PR #3645, opened 2024-10-22
Correct docstring type to "tuple", from "triple"

benclifford:
## Type of change

- Code maintenance/cleanup


khk-globus (approved):
Interesting; I wonder what the original thought-process was?  I'm guessing from a more mathematical background ...

PR #3647, opened 2024-10-22
Fix too-low heartbeat threshold in test

benclifford:
The threshold was the same as the heartbeat period, leading to races in CI where the manager would be expired before the heartbeat was received.

## Type of change

- Bug fix


khk-globus (approved):

khk-globus:
Urg; I wanted to :boom: react to the PR description.  Alas.

PR #3652, opened 2024-10-23
Remove Channels.abspath that is unused

benclifford:
Part of #3515 

# Changed Behaviour

none - this abstraction was never used

## Type of change

- Code maintenance/cleanup


khk-globus (approved):

yadudoc (approved):
Nice! This should be safe to remove.

PR #3656, opened 2024-10-24
Tidyup and re-enable a LocalChannel test

benclifford:
Previously this was in the /integration/ test directory, which is skipped when running automatic tests (due to a filter in conftest.py)

## Type of change

- Code maintenance/cleanup


parsl/tests/test_channels/test_local_channel.py
```diff
@@ -18,6 +21,7 @@ def test_env():
     print("RC:{} \nSTDOUT:{} \nSTDERR:{}".format(rc, stdout, stderr))
```
khk-globus, line 22: Perhaps remove the print call as part of "tidyup"?

khk-globus (approved):
Approving, but I must admit I'm mildly curious why not just remove the test entirely?  It's been unused ~forever, and channels are imminently going away.

benclifford:
>  I'm mildly curious why not just remove the test entirely? It's been unused ~forever, and channels are imminently going away.

There's a lot of complexity removing channels, because they aren't "not used" - they're tangled throughout our provider layer.

So the process of removing them is probably not a simple "merge these 74 commits in PR #3650 all in one go"

... and at the end of #3650, the `execute_wait` part of `LocalChannel` stays in the codebase, just no longer inside the channel abstraction.

So this test probably should stay around in some form or another to test that `execute_wait` continues to work as #3650 is piecewise merged, and onwards.

benclifford:
(execute_wait ends up in parsl.utils in #3650)

PR #3666, opened 2024-10-28
Remove unused source address on some monitoring messages

benclifford:
This was an extra protocol complication, the source address was never used beyond immediate logging, and the source address sometimes didn't exist with a few different filler values used instead.

## Type of change

- Code maintenance/cleanup


khk-globus (approved):
Obnoxious and subtle.  Nice find and cleanup!

PR #3667, opened 2024-10-29
Remove deprecated CobaltProvider

benclifford:
This follows on from PR #3101

# Changed Behaviour

Cobalt users will not be able to use new Parsl versions.

## Type of change

- Code maintenance/cleanup


khk-globus (approved):
Should there have been deprecation notice?  (Is/was there and I'm not seeing it?)

yadudoc (approved):
We had a deprecation notice already. Cobalt is long dead and gone.

PR #3669, opened 2024-10-30
Add `shared_fs` and `staging_required` test markers

yadudoc:
# Description

This PR adds a new `staging_required` marker and a marker to several tests that assume a shared filesystem to work. Similarly, a few tests that use staging are now marked with the `staging_required` marker.

This PR splits out changes from #3607.

# Changed Behaviour

These markers should not affect any test-behavior since none of the test entries in the Makefile make use of this.
These change will kick-in once they are used by `GlobusComputeExecutor` and potentially `KubernetesProvider`
for tests.

## Type of change

- New feature
- Code maintenance/cleanup

### DIFF
--- a/parsl/tests/test_bash_apps/test_stdout.py
+++ b/parsl/tests/test_bash_apps/test_stdout.py
@@ -34,6 +34,7 @@ testids = [
 ]
 
 
+@pytest.mark.shared_fs
 @pytest.mark.parametrize('spec', speclist, ids=testids)
 def test_bad_stdout_specs(spec):
     """Testing bad stdout spec cases"""
@@ -91,6 +92,7 @@ def test_bad_stderr_file():
 
 
 @pytest.mark.executor_supports_std_stream_tuples
+@pytest.mark.shared_fs
 def test_stdout_truncate(tmpd_cwd, caplog):
     """Testing truncation of prior content of stdout"""
 
@@ -110,6 +112,7 @@ def test_stdout_truncate(tmpd_cwd, caplog):
         assert record.levelno < logging.ERROR
 
 
+@pytest.mark.shared_fs
 def test_stdout_append(tmpd_cwd, caplog):
     """Testing appending to prior content of stdout (default open() mode)"""
 
--- a/parsl/tests/test_bash_apps/test_stdout.py
+++ b/parsl/tests/test_bash_apps/test_stdout.py
@@ -34,7 +34,6 @@ testids = [
 ]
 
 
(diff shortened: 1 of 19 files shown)


parsl/tests/test_docs/test_workflow1.py
```diff
@@ -22,6 +22,7 @@ def save(message, outputs=[]):
     return 'echo {m} &> {o}'.format(m=message, o=outputs[0])
 
 
+@pytest.mark.shared_fs
```
benclifford, line 25: I think this one doesn't need a shared filesystem: it is the job of the staging provider to bring the "output.txt" file back from the remote side onto the local filesystem, where it will be visible. (that's what the staging_required marker is indicating) ?

parsl/tests/test_bash_apps/test_stdout.py
```diff
@@ -34,6 +34,7 @@ def echo_to_streams(msg, stderr=None, stdout=None):
 ]
 
 
+@pytest.mark.shared_fs
```
benclifford, line 37: this one never gets as far as needing to see any file that was created - all the situations are meant to break

parsl/tests/test_staging/test_docs_1.py
```diff
@@ -12,6 +12,7 @@ def convert(inputs=[], outputs=[]):
 
 
 @pytest.mark.cleannet
+@pytest.mark.shared_fs
```
benclifford, line 15: this should probably be staging_required not shared_fs -- it's the job of the configured staging code to move these files to/from their worker locations, not any shared fs

parsl/tests/test_staging/test_staging_stdout.py
```diff
@@ -15,6 +15,7 @@ def output_to_stds(*, stdout=parsl.AUTO_LOGNAME, stderr=parsl.AUTO_LOGNAME):
     return "echo hello ; echo goodbye >&2"
 
 
+@pytest.mark.shared_fs
```
benclifford, line 18: this is a test of staging, not of the shared file system: the stdout file should be moved by the staging code, not across a shared filesystem

benclifford (changes requested):

parsl/tests/test_docs/test_workflow1.py
yadudoc: Fixed.

yadudoc:
@benclifford I believe all of the bits that you noted are now fixed.

benclifford (approved):

PR #3672, opened 2024-10-31
Make monitoring radio send() signature consistent with radio.send

benclifford:
This is an API tidyup that works towards all monitoring message sends taking a TaggedMonitoringMessage: callers of send are responsible for forming a tagged tuple.

## Type of change

- Code maintenance/cleanup

### DIFF
--- a/parsl/monitoring/monitoring.py
+++ b/parsl/monitoring/monitoring.py
@@ -7,13 +7,12 @@ import queue
 import time
 from multiprocessing import Event, Process
 from multiprocessing.queues import Queue
-from typing import TYPE_CHECKING, Any, Literal, Optional, Tuple, Union, cast
+from typing import TYPE_CHECKING, Literal, Optional, Tuple, Union, cast
 
 import typeguard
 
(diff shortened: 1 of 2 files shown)


parsl/monitoring/monitoring.py
```diff
@@ -202,10 +201,9 @@ def start(self, dfk_run_dir: str, config_run_dir: Union[str, os.PathLike]) -> No
 
         self.hub_zmq_port = zmq_port
 
-    # TODO: tighten the Any message format
-    def send(self, mtype: MessageType, message: Any) -> None:
-        logger.debug("Sending message type {}".format(mtype))
-        self.radio.send((mtype, message))
+    def send(self, message: TaggedMonitoringMessage) -> None:
+        logger.debug("Sending message type {}".format(message[0]))
+        self.radio.send(message)
```
khk-globus, line 206: While here, "might as well" update the `log.debug()` call.

khk-globus (approved):
Subtle change; I'm onboard.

» WHAT THIS TASK INVOLVES
Set down each record again, exactly as written.

» TASK SOLUTION
PR #3645, opened 2024-10-22
Correct docstring type to "tuple", from "triple"

benclifford:
## Type of change

- Code maintenance/cleanup


khk-globus (approved):
Interesting; I wonder what the original thought-process was?  I'm guessing from a more mathematical background ...

PR #3647, opened 2024-10-22
Fix too-low heartbeat threshold in test

benclifford:
The threshold was the same as the heartbeat period, leading to races in CI where the manager would be expired before the heartbeat was received.

## Type of change

- Bug fix


khk-globus (approved):

khk-globus:
Urg; I wanted to :boom: react to the PR description.  Alas.

PR #3652, opened 2024-10-23
Remove Channels.abspath that is unused

benclifford:
Part of #3515 

# Changed Behaviour

none - this abstraction was never used

## Type of change

- Code maintenance/cleanup


khk-globus (approved):

yadudoc (approved):
Nice! This should be safe to remove.

PR #3656, opened 2024-10-24
Tidyup and re-enable a LocalChannel test

benclifford:
Previously this was in the /integration/ test directory, which is skipped when running automatic tests (due to a filter in conftest.py)

## Type of change

- Code maintenance/cleanup


parsl/tests/test_channels/test_local_channel.py
```diff
@@ -18,6 +21,7 @@ def test_env():
     print("RC:{} \nSTDOUT:{} \nSTDERR:{}".format(rc, stdout, stderr))
```
khk-globus, line 22: Perhaps remove the print call as part of "tidyup"?

khk-globus (approved):
Approving, but I must admit I'm mildly curious why not just remove the test entirely?  It's been unused ~forever, and channels are imminently going away.

benclifford:
>  I'm mildly curious why not just remove the test entirely? It's been unused ~forever, and channels are imminently going away.

There's a lot of complexity removing channels, because they aren't "not used" - they're tangled throughout our provider layer.

So the process of removing them is probably not a simple "merge these 74 commits in PR #3650 all in one go"

... and at the end of #3650, the `execute_wait` part of `LocalChannel` stays in the codebase, just no longer inside the channel abstraction.

So this test probably should stay around in some form or another to test that `execute_wait` continues to work as #3650 is piecewise merged, and onwards.

benclifford:
(execute_wait ends up in parsl.utils in #3650)

PR #3666, opened 2024-10-28
Remove unused source address on some monitoring messages

benclifford:
This was an extra protocol complication, the source address was never used beyond immediate logging, and the source address sometimes didn't exist with a few different filler values used instead.

## Type of change

- Code maintenance/cleanup


khk-globus (approved):
Obnoxious and subtle.  Nice find and cleanup!

PR #3667, opened 2024-10-29
Remove deprecated CobaltProvider

benclifford:
This follows on from PR #3101

# Changed Behaviour

Cobalt users will not be able to use new Parsl versions.

## Type of change

- Code maintenance/cleanup


khk-globus (approved):
Should there have been deprecation notice?  (Is/was there and I'm not seeing it?)

yadudoc (approved):
We had a deprecation notice already. Cobalt is long dead and gone.

PR #3669, opened 2024-10-30
Add `shared_fs` and `staging_required` test markers

yadudoc:
# Description

This PR adds a new `staging_required` marker and a marker to several tests that assume a shared filesystem to work. Similarly, a few tests that use staging are now marked with the `staging_required` marker.

This PR splits out changes from #3607.

# Changed Behaviour

These markers should not affect any test-behavior since none of the test entries in the Makefile make use of this.
These change will kick-in once they are used by `GlobusComputeExecutor` and potentially `KubernetesProvider`
for tests.

## Type of change

- New feature
- Code maintenance/cleanup

### DIFF
--- a/parsl/tests/test_bash_apps/test_stdout.py
+++ b/parsl/tests/test_bash_apps/test_stdout.py
@@ -34,6 +34,7 @@ testids = [
 ]
 
 
+@pytest.mark.shared_fs
 @pytest.mark.parametrize('spec', speclist, ids=testids)
 def test_bad_stdout_specs(spec):
     """Testing bad stdout spec cases"""
@@ -91,6 +92,7 @@ def test_bad_stderr_file():
 
 
 @pytest.mark.executor_supports_std_stream_tuples
+@pytest.mark.shared_fs
 def test_stdout_truncate(tmpd_cwd, caplog):
     """Testing truncation of prior content of stdout"""
 
@@ -110,6 +112,7 @@ def test_stdout_truncate(tmpd_cwd, caplog):
         assert record.levelno < logging.ERROR
 
 
+@pytest.mark.shared_fs
 def test_stdout_append(tmpd_cwd, caplog):
     """Testing appending to prior content of stdout (default open() mode)"""
 
--- a/parsl/tests/test_bash_apps/test_stdout.py
+++ b/parsl/tests/test_bash_apps/test_stdout.py
@@ -34,7 +34,6 @@ testids = [
 ]
 
 
(diff shortened: 1 of 19 files shown)


parsl/tests/test_docs/test_workflow1.py
```diff
@@ -22,6 +22,7 @@ def save(message, outputs=[]):
     return 'echo {m} &> {o}'.format(m=message, o=outputs[0])
 
 
+@pytest.mark.shared_fs
```
benclifford, line 25: I think this one doesn't need a shared filesystem: it is the job of the staging provider to bring the "output.txt" file back from the remote side onto the local filesystem, where it will be visible. (that's what the staging_required marker is indicating) ?

parsl/tests/test_bash_apps/test_stdout.py
```diff
@@ -34,6 +34,7 @@ def echo_to_streams(msg, stderr=None, stdout=None):
 ]
 
 
+@pytest.mark.shared_fs
```
benclifford, line 37: this one never gets as far as needing to see any file that was created - all the situations are meant to break

parsl/tests/test_staging/test_docs_1.py
```diff
@@ -12,6 +12,7 @@ def convert(inputs=[], outputs=[]):
 
 
 @pytest.mark.cleannet
+@pytest.mark.shared_fs
```
benclifford, line 15: this should probably be staging_required not shared_fs -- it's the job of the configured staging code to move these files to/from their worker locations, not any shared fs

parsl/tests/test_staging/test_staging_stdout.py
```diff
@@ -15,6 +15,7 @@ def output_to_stds(*, stdout=parsl.AUTO_LOGNAME, stderr=parsl.AUTO_LOGNAME):
     return "echo hello ; echo goodbye >&2"
 
 
+@pytest.mark.shared_fs
```
benclifford, line 18: this is a test of staging, not of the shared file system: the stdout file should be moved by the staging code, not across a shared filesystem

benclifford (changes requested):

parsl/tests/test_docs/test_workflow1.py
yadudoc: Fixed.

yadudoc:
@benclifford I believe all of the bits that you noted are now fixed.

benclifford (approved):

PR #3672, opened 2024-10-31
Make monitoring radio send() signature consistent with radio.send

benclifford:
This is an API tidyup that works towards all monitoring message sends taking a TaggedMonitoringMessage: callers of send are responsible for forming a tagged tuple.

## Type of change

- Code maintenance/cleanup

### DIFF
--- a/parsl/monitoring/monitoring.py
+++ b/parsl/monitoring/monitoring.py
@@ -7,13 +7,12 @@ import queue
 import time
 from multiprocessing import Event, Process
 from multiprocessing.queues import Queue
-from typing import TYPE_CHECKING, Any, Literal, Optional, Tuple, Union, cast
+from typing import TYPE_CHECKING, Literal, Optional, Tuple, Union, cast
 
 import typeguard
 
(diff shortened: 1 of 2 files shown)


parsl/monitoring/monitoring.py
```diff
@@ -202,10 +201,9 @@ def start(self, dfk_run_dir: str, config_run_dir: Union[str, os.PathLike]) -> No
 
         self.hub_zmq_port = zmq_port
 
-    # TODO: tighten the Any message format
-    def send(self, mtype: MessageType, message: Any) -> None:
-        logger.debug("Sending message type {}".format(mtype))
-        self.radio.send((mtype, message))
+    def send(self, message: TaggedMonitoringMessage) -> None:
+        logger.debug("Sending message type {}".format(message[0]))
+        self.radio.send(message)
```
khk-globus, line 206: While here, "might as well" update the `log.debug()` call.

khk-globus (approved):
Subtle change; I'm onboard.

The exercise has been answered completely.